Vascular Biogenics Ltd (VBLT)

[wcopeland]

It would seem that you are correct. But I am not sure.

Friend messaged me link. I only read the abstract, so maybe the same paper you quoted?

https://www.ncbi.nlm.nih.gov/pubmed/12325098

Role of the Data and Safety Monitoring Committee (DSMC).
The Data and Safety Monitoring Committee (DSMC) is a committee independent of both the Steering Committee (SC) and any sponsor. It advises these bodies on continuation or stopping based upon safety and efficacy considerations. The primary objective is to assure safety for the patients in the trial. Blinding of the DSMC regarding type of treatment is usually avoided. The DSMC is composed of three to five members and should include one or two clinicians knowledgeable in the field of the trial, one or two statisticians and in some situations a pharmacologist and an ethicist.

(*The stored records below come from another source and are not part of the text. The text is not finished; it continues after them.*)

Issue #2755, opened 2018-08-17
Virtual slides ignore initialSlide in the beginning


websirnik:
This is a (multiple allowed):
* [x] bug
* [ ] enhancement
* [ ] feature-discussion (RFC)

It is important that the members have experience from other trials and have high integrity. Rules for the statistical analyses have to be set up in the beginning of the trial. However, the DSMC cannot rely only upon statistical rules. Information from other sources may cause stopping before the scheduled end of the trial. The DSMC has to check that the overall quality of the data is good. Of special importance is that the Endpoint Committee is current with classification of endpoints. Timing of the DSMC meetings is dependent on several factors: (i) the incidence of events; (ii) the power of the study design; (iii) the effectiveness of the intervention. Legal requirements to report serious adverse events to legal authorities may be taken over by the DSMC, which ideally is the only body that has access to unblinded data.